Pages:
Actions
  • #2601 by frankie_knuckles on 17 Aug 2020
  • Craig, I have gotten some excellent tips and key directional info from this community but your chart has really improved my process and pizza like nothing else. Understanding the combination of time, yeast and temperature can be quite a challenge (seemed like a mystery) and your chart presented the concept so simply and accurately.  I might have it blown up and framed.  Thanks for putting it together.

  • #2602 by TXCraig1 on 17 Aug 2020
  • Happy to hear it's been useful!
  • #2603 by Frznrth on 28 Aug 2020
  • Thank you for sharing all of your knowledge and experience - its been very informative for a noob like me - I started reading your post from the start but then jumped to the end and started to read backwards - just too hard to carve out enough "pizza time" at "work" - this has left me with some gaps though.

    I know at some point you started using AP instead of 00 as 00 wasn't easy to get - it isn't easy or cheap for me to source either.  I'm wondering if you continued on with AP?  Do you miss the 00 in anyway?  Is there a certain AP that you like best?  The easiest and by far the cheapest flour for me is "strong" bread flour from my local Costo - no idea of its exact specifications except that the bags are big and cheap - lots to practice with.  I found your detailed instructions for making NP with Caputto - do you have something similar for AP - or "strong" costo flour?

    Thanks for your help.
  • #2604 by Frznrth on 28 Aug 2020
  • The Costco “Strong” is 4g protein for every 30g.
  • #2605 by TXCraig1 on 30 Aug 2020
  • I still mostly use unmalted AP or BF. There isn't a special procedure for it. Just tweak the hydration if necessary. Likely, little or no changes will be needed.
  • #2606 by Frznrth on 30 Aug 2020
  • Thanks. I’ll see what I can do.
  • #2607 by Frznrth on 03 Sep 2020
  • Hi Craig
    I tried a couple of different AP/Bread Flours.  Do you find that AP/Bread Flour is always a bit harder to work with than 00 - harder to shape/stretch?

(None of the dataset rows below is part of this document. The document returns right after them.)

PR #4816, opened 2026-04-16
ci: powerpc64-unknown-linux-musl is now stable

Gelbpunkt:
As requested in https://github.com/rust-lang/rustup/pull/4688#pullrequestreview-3705544168 (cc @rami3l)

PR #3921, opened 2024-07-03
Add loongarch64-unknown-linux-musl support

heiher:
skip-stable because we're not going to release this for now

PR #4908, opened 2026-06-15
Add aarch64-unknown-freebsd

mrkajetanp:
aarch64-unknown-freebsd is now a Tier 2 target with host tools. Add support for it in rustup.

### DIFF
--- a/ci/actions-templates/linux-builds-template.yaml
+++ b/ci/actions-templates/linux-builds-template.yaml
@@ -24,6 +24,7 @@ jobs: # skip-main skip-pr skip-stable
           - aarch64-linux-android
           - aarch64-unknown-linux-gnu
           - aarch64-unknown-linux-musl     # skip-pr skip-main
+          - aarch64-unknown-freebsd        # skip-pr skip-main skip-stable
           - powerpc64-unknown-linux-gnu    # skip-pr
           - x86_64-unknown-linux-musl      # skip-pr
           - i686-unknown-linux-gnu         # skip-pr skip-main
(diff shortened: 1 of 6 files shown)


mrkajetanp:
I'm not sure what `freebsd-builds-template.yaml` should look like to make it work for both aarch64 and x86, any pointers would be appreciated.

rami3l:
@mrkajetanp Hello there, and thanks for this patch!

For adding a new target you could refer to https://github.com/rust-lang/rustup/pull/3921 and add all the skips including `skip-stable` here if it's not yet stabilized... When it reaches stable we do something like https://github.com/rust-lang/rustup/pull/4816.

`freebsd-builds-template.yaml` is really for testing FreeBSD as a host which I believe is not yet possible on GitHub today for your new target. As such I suggest editing the Linux ~~target~~ template and add a new cross-compilation target over there.

Many thanks in advance 🙏

mrkajetanp:
> `freebsd-builds-template.yaml` is really for testing FreeBSD as a host which I believe is not yet possible on GitHub today for your new target. As such I suggest editing the Linux target and add a new cross-compilation target over there.

Ah right, that's the context I was missing. Thanks a lot!

mrkajetanp:
Do I understand correctly that rustup only works with stable, so `rustup-init` for a given target can only be available in CI once its builds are available in the stable channel?

rami3l:
> Do I understand correctly that rustup only works with stable, so `rustup-init` for a given target can only be available in CI once its builds are available in the stable channel?

@mrkajetanp Yes; the current CD relies on stable for checks and prebuilt artifacts.

rami3l (approved):
LGTM :)

Let's merge it first (it already provides value for those who want to build it with the nightly toolchains I imagine) and I'll see with you again when it reaches stable 🙏 

*[View changes since this review](https://triagebot.infra.rust-lang.org/gh-changes-since/rust-lang/rustup/4908/0e51b0a3063fa9232ad91047961636574317a912..ceb60562befa454e06b298d15da1c78e16d273a2)*

mrkajetanp:
Thanks a lot, will do!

    Have you found "ideal" hydration, amount of fermentation, temperature the dough is brought to before shaping, length of time at this temp to make it as easy as possible?

    Thanks for the help.
  • #2608 by TXCraig1 on 03 Sep 2020
  • In my experience, King Arthur flours can be a bit harder to work with/more difficult to open. Most others I've tried are similar to '00' in terms of workability.

    For me, I like to work with room temp dough (I don't do much cold fermentation, and almost never for NP). I like my dough in balls for ~ 12 hours, and total fermentation of 24-28 hours depending on what I'm doing.

    As for things like hydration, you need to experiment to see what works best for you. I tend to like ~62%.
  • #2609 by Frznrth on 03 Sep 2020
  • Thanks - it sounds like there is a lot of experimenting in my future.  Hope my belly can handle it. 
  • #2610 by dylandylan on 19 Oct 2020
  • The prep station is complete, and the test was a complete success!

    Hey Craig, I'm considering whipping up a dedicated prep station.  If you had to build your station again from scratch, is there anything you'd change?
  • #2611 by TXCraig1 on 19 Oct 2020
  • Hey Craig, I'm considering whipping up a dedicated prep station.  If you had to build your station again from scratch, is there anything you'd change?

    No probably not. It's really worked well for me.
  • #2612 by dylandylan on 19 Oct 2020
  • No probably not. It's really worked well for me.

    Good to know, thanks
  • #2613 by Movefast on 13 Nov 2020
  • Craig, if we are using your table and doing a 24 hour and shorter ferment time, what do you recommend for the amount of time bulked and then how long in balls?  Would it be safe to say for a 24 hour, 12 and 12?  And then less than 24, just a few hours bulked but say 80% in balls?
  • #2614 by TXCraig1 on 15 Nov 2020
  • Craig, if we are using your table and doing a 24 hour and shorter ferment time, what do you recommend for the amount of time bulked and then how long in balls?  Would it be safe to say for a 24 hour, 12 and 12?  And then less than 24, just a few hours bulked but say 80% in balls?

    I pretty much only do 36+12 and 12+12.